= Exercise requirements =
Which lines of the records contain "about"? Collect every one of them.

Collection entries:
--- START ---

PR #336, opened 2018-02-13
Tune logging for production use

jeffallen:
Tune logging so that auditing and errors go out at level 2.

Also: Add an HTTP responder for "/ok" so that HTTP load balancers can detect if a conode is alive.

### DIFF
--- a/websocket.go
+++ b/websocket.go
@@ -42,6 +42,11 @@ func NewWebSocket(si *network.ServerIdentity) *WebSocket {
 	webHost, err := getWebAddress(si, true)
 	log.ErrFatal(err)
 	w.mux = http.NewServeMux()
+	w.mux.HandleFunc("/ok", func(w http.ResponseWriter, r *http.Request) {
+		log.Lvl2("ok?", r.RemoteAddr)
+		ok := []byte("ok\n")
+		w.Write(ok)
+	})
 	w.server = &graceful.Server{
 		Timeout: 100 * time.Millisecond,
 		Server: &http.Server{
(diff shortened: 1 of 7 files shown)


websocket.go
```diff
@@ -124,13 +138,16 @@ func (t wsHandler) ServeHTTP(w http.ResponseWriter, r *http.Request) {
 			err = rerr
 			break
 		}
+		rx += len(buf)
+		n++
```
kc1212: Ideally, we only want to do these if logging is needed. But it might be too much effort for very little gain.

websocket.go
```diff
@@ -42,6 +42,11 @@ func NewWebSocket(si *network.ServerIdentity) *WebSocket {
 	webHost, err := getWebAddress(si, true)
 	log.ErrFatal(err)
 	w.mux = http.NewServeMux()
+	w.mux.HandleFunc("/ok", func(w http.ResponseWriter, r *http.Request) {
+		log.Lvl2("ok?", r.RemoteAddr)
+		ok := []byte("ok\n")
+		w.Write(ok)
+	})
```
kc1212: I don't know much about websockets, so let me if what I'm not making sense. Is this a standard thing to do? If it's not, do we need to write somewhere that prevents the user from making a service called "ok" to avoid conflicting handlers?

ineiti: Sounds good to have a fool's guard in `registerService`.

websocket.go
ineiti: I think the `if` will take more time than the add here ;)

kc1212: yeah, `if` won't be useful. I was thinking more of a decorator pattern, but that's going to change everything.

PR #337, opened 2018-02-13
Give ProcessClientRequest the HTTP Request

### LINKED ISSUE #331: ProcessClientRequest does not have access to any HTTP client info
If a handler wanted to limit access to itself based on the origin IP address of the websocket client, it would not be able to. We need to pass something from the websocket or the HTTP request onwards to the service processor, so that when we make other service processors (i.e. like one that can do authentication/authorization) then we'll have all the info we could want.

The same is likely true for the conode/conode communication side of things. There, we should be able to find the ServicerIdentity of the peer (and know that it was proven via TLS).

jeffallen:
So that it can make decisions based on who the
remote client is, or what the state of TLS is, etc.

Fixes #331.

### DIFF
--- a/processor.go
+++ b/processor.go
@@ -2,6 +2,7 @@ package onet
 
 import (
 	"errors"
+	"net/http"
 	"reflect"
 
 	"strings"
@@ -113,7 +114,7 @@ func (p *ServiceProcessor) NewProtocol(tn *TreeNodeInstance, conf *GenericConfig
 // ProcessClientRequest takes a request from a websocket client, calculates the reply
 // and sends it back. It uses the path to find the appropriate handler-
 // function. It implements the Server interface.
-func (p *ServiceProcessor) ProcessClientRequest(path string, buf []byte) ([]byte, error) {
+func (p *ServiceProcessor) ProcessClientRequest(req *http.Request, path string, buf []byte) ([]byte, error) {
 	mh, ok := p.handlers[path]
 	reply, err := func() (interface{}, error) {
 		if !ok {
--- a/service.go
+++ b/service.go
@@ -3,6 +3,7 @@ package onet
 import (
 	"errors"
 	"fmt"
+	"net/http"
 	"os"
 	"path"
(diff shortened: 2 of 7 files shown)


processor.go
```diff
@@ -113,7 +114,7 @@ func (p *ServiceProcessor) NewProtocol(tn *TreeNodeInstance, conf *GenericConfig
 // ProcessClientRequest takes a request from a websocket client, calculates the reply
 // and sends it back. It uses the path to find the appropriate handler-
 // function. It implements the Server interface.
-func (p *ServiceProcessor) ProcessClientRequest(path string, buf []byte) ([]byte, error) {
+func (p *ServiceProcessor) ProcessClientRequest(req *http.Request, path string, buf []byte) ([]byte, error) {
```
nikkolasg: Feels like `path` could and perhaps should be removed ? Redundand information.

service.go
```diff
@@ -37,7 +38,7 @@ type Service interface {
 	// service. It returns a message that will be sent back to the
 	// client. The returned error will be formatted as a websocket
 	// error code 4000, using the string form of the error as the message.
-	ProcessClientRequest(handler string, msg []byte) (reply []byte, err error)
+	ProcessClientRequest(req *http.Request, handler string, msg []byte) (reply []byte, err error)
```
ineiti: Copying @nikkolasg question: shouldn't we remove handler here?

processor.go
jeffallen: No, because the path has already been trimmed by the caller (to trim the service name) off the rfront. That would make all implementors of ProcessClientRequest responsible for doing this trimming, and maybe they don't even know the service name that they have been called for.

nikkolasg: I agree the information has been pre-processed but still if you look at it from a fresh point of view, you just see two arguments that are redundant. You can translate that to "I don't really know which one I should use if I want to code a new service." 
What do you think about having a wrapper around `http.Request` that can deliver the path with a simple method ?

PR #541, opened 2019-05-02
sets the URL when reading private.toml

ineiti:
When using app.LoadConfig to read a private.toml, this patch sets the URL correctly
to https:// if there is a WebSocketTLSCertificateKey field set.


jeffallen:
This fix is released as v3.0.9, ready to be used in Cothority's go.mod.

PR #542, opened 2019-05-03
Drop connection if an unknown error occurs

Gilthoniel:
This fixes a potential infinite loop when an unknown error occurs and
will happen every time the connection is handled. This was causing an
infinite loop in some situation.

Fixes dedis/cothority#1851


jeffallen:
Released as v3.0.10.

PR #544, opened 2019-05-08
Apply Go 1.12/Darwin file descriptor fix

jeffallen:
Also: Improve some error reporting.

### DIFF
--- a/simul/platform/platform.go
+++ b/simul/platform/platform.go
@@ -150,8 +150,10 @@ func ReadRunFile(p Platform, filename string) []*RunConfig {
 	// Decoding of the first part of the run config file
 	// where the config wont change for the whole set of the simulation's tests
 	scanner := bufio.NewScanner(file)
+	line := 0
 	for scanner.Scan() {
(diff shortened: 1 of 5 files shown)


simul/platform/platform.go
```diff
@@ -164,7 +166,7 @@ func ReadRunFile(p Platform, filename string) []*RunConfig {
 		// checking if format is good
 		vals := strings.Split(text, "=")
 		if len(vals) != 2 {
-			log.Fatal("Simulation file:", filename, " is not properly formatted ( key = value )")
+			log.Fatal("Simulation file:", filename, "line", line, "is not properly formatted ( key = value )")
```
nkcr: We miss some spaces here. I would do something like: 
`log.Fatal("Simulation file: ", filename, ":", line, " is not properly formatted ( key = value )")`

jeffallen: log.Fatal uses the same formatting rules as fmt.Println, i.e. it adds spaces for every comma.

PR #545, opened 2019-05-08
Statistics split into buckets

### LINKED ISSUE #543: Split statistics into multiple buckets
One requirement for Protean's experiments is to be able to get statistics of a given Functional Unit and for that we need to be able to get the measures from only a subset of conodes.

simulation config file:
```toml
Buckets = "a:b c:d-e:f"
```
where a-f are a valid index according to the number of hosts. The syntax is using the Go style of slice indexing and buckets are separated by a space (so we can use `strings.Fields`). Also note the usage of `-` when you need multiple ranges for a single bucket.

The `Buckets` parameter can be specified globally or per simulation if the number of hosts change.

Note: if invalid indices are used, it won't trigger any error but the buckets won't get any statistics.

Gilthoniel:
This PR adds an optional parameter to simulations to define buckets that will be filled with statistics of a subset of the hosts.

Fixes #543

### DIFF
--- a/simul/README.md
+++ b/simul/README.md
@@ -39,6 +39,21 @@ If you use the `onet.SimulationBFTree`, the following variables are also availab
 - `Depth` - the depth of the tree in levels below the root-node
 - `Rounds` - for how many rounds the simulation should run
 
+### Statistics for subset of hosts
+
+Buckets of statistics can be defined using the following variable:
+
+- `Buckets` - indices range of the buckets
+
+The parameter is a string where the buckets are separated with spaces and the ranges
+by a dash (e.g. `Buckets = "0:5 5:10-15:20"` that will create a bucket with hosts 0
+to 4 and another one with hosts 5 to 9 and 15 to 19). Range indices can be compared
+to Go slices so that the lower index is inclusive and the higher is exclusive.
+
+A file will be written per bucket and the global one containing the statistics of all
+the conodes will always be present independantly from the parameter. Each file will have
+the bucket number as suffix.
+
 ### Simulations with long setup-times and multiple measurements
 
 Per default, all rounds of an individual simulation-run will be averaged and
--- a/simul/README.md
+++ b/simul/README.md
@@ -51,7 +51,7 @@ to 4 and another one with hosts 5 to 9 and 15 to 19). Range indices can be compa
 to Go slices so that the lower index is inclusive and the higher is exclusive.
 
 A file will be written per bucket and the global one containing the statistics of all
-the conodes will always be present independantly from the parameter. Each file will have
+the conodes will always be present independently from the parameter. Each file will have
 the bucket number as suffix.
 
 ### Simulations with long setup-times and multiple measurements
--- a/simul/build.go
+++ b/simul/build.go
@@ -151,7 +151,7 @@ func RunTests(deployP platform.Platform, name string, runconfigs []*platform.Run
 
 		for j, bucketStat := range stats {
 			if j >= len(files) {
-				f, err := os.OpenFile(testFile(name, j), args, 0660)
+				f, err := os.OpenFile(generateResultFileName(name, j), args, 0660)
 				if err != nil {
 					log.Fatal("error opening test file:", err)
 				}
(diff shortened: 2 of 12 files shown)


simul/monitor/bucket_stats_test.go
```diff
@@ -0,0 +1,68 @@
+package monitor
+
+import (
+	"testing"
+
+	"github.com/stretchr/testify/require"
+)
+
```
nkcr: This is a rare occasion where true per method unit testing could've been done. 
However those two scenarios capture the essential.

simul/monitor/bucket_stats.go
```diff
@@ -0,0 +1,113 @@
...
+	for _, rule := range rr {
+		if rule.Match(host) {
+			return true
+		}
+	}
+
+	return false
+}
+
+// BucketStats split the statistics into buckets according to network addresses
```
nkcr: splitS

simul/monitor/bucket_stats.go
```diff
@@ -0,0 +1,113 @@
...
+
+// bucketRule represents a filter that will tell if a measure must
+// be added to a bucket. It follows the logic of a slice indexing
+// so that the lower index is inclusive and the upper one is exclusive.
+type bucketRule struct {
+	low  int
+	high int
+}
+
+// newBucketRule takes a string and parse it to instantiate
```
nkcr: parseS

simul/build.go
```diff
@@ -299,8 +330,13 @@ func mkTestDir() {
 	}
 }
 
-func testFile(name string) string {
-	return "test_data/" + name + ".csv"
+func testFile(name string, index int) string {
```
nkcr: I find the name of this function misleading. Maybe `getTestFile(..)` would be more appropriate?

simul/build.go
```diff
@@ -226,10 +258,9 @@ func RunTest(deployP platform.Platform, rc *platform.RunConfig) (*monitor.Stats,
 		if err != nil {
 			return nil, err
 		}
-		return rs, nil
+		return stats, nil
 	case <-time.After(timeout):
-		monitor.Stop()
-		return rs, errors.New("Simulation timeout")
+		return nil, errors.New("Simulation timeout")
```
nkcr: error strings should not be capitalized

simul/build.go
```diff
@@ -116,25 +117,19 @@ func RunTests(deployP platform.Platform, name string, runconfigs []*platform.Run
...
-	if err != nil {
-		log.Fatal("error opening test file:", err)
-	}
+	files := []*os.File{}
 	defer func() {
-		if err := f.Close(); err != nil {
-			log.Error("Couln't close", f.Name())
+		for _, f := range files {
+			if err := f.Close(); err != nil {
+				log.Error("Couln't close", f.Name())
```
nkcr: I don't know if that applies here, but error strings should not be capitalized

simul/README.md
```diff
@@ -39,6 +39,21 @@ If you use the `onet.SimulationBFTree`, the following variables are also availab
...
+
+- `Buckets` - indices range of the buckets
+
+The parameter is a string where the buckets are separated with spaces and the ranges
+by a dash (e.g. `Buckets = "0:5 5:10-15:20"` that will create a bucket with hosts 0
+to 4 and another one with hosts 5 to 9 and 15 to 19). Range indices can be compared
+to Go slices so that the lower index is inclusive and the higher is exclusive.
+
+A file will be written per bucket and the global one containing the statistics of all
+the conodes will always be present independantly from the parameter. Each file will have
```
nkcr: independently

simul/build.go
Gilthoniel: Usually the logs are written as a correct English sentence. You're right about the errors though.

simul/build.go
Gilthoniel: Renamed as `generateResultFileName`

Gilthoniel:
@nkcr You're completely right about having comments to the test, we usually try to add those. I simply forgot so thanks for the remainder!

Comments should be fixed.

PR #547, opened 2019-05-14
Simulation: record bandwidth only before and after the simulation run

Gilthoniel:
This changes the simulation to only records the bandwidth of the servers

--- END ---

= Solution to this task =
kc1212: I don't know much about websockets, so let me if what I'm not making sense. Is this a standard thing to do? If it's not, do we need to write somewhere that prevents the user from making a service called "ok" to avoid conflicting handlers?
What do you think about having a wrapper around `http.Request` that can deliver the path with a simple method ?
Gilthoniel: Usually the logs are written as a correct English sentence. You're right about the errors though.
@nkcr You're completely right about having comments to the test, we usually try to add those. I simply forgot so thanks for the remainder!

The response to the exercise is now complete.